Work instruction> Report how many lines in the entries below hold the word "should". Your answer is that number alone.

Data provided>
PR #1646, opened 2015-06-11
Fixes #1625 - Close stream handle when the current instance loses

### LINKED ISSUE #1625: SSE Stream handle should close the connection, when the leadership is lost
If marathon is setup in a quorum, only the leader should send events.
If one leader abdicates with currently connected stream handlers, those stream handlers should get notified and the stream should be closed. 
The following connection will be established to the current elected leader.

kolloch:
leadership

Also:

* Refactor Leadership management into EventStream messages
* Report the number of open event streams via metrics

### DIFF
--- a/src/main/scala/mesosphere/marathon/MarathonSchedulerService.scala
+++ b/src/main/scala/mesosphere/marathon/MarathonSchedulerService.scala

Solution to this task> 3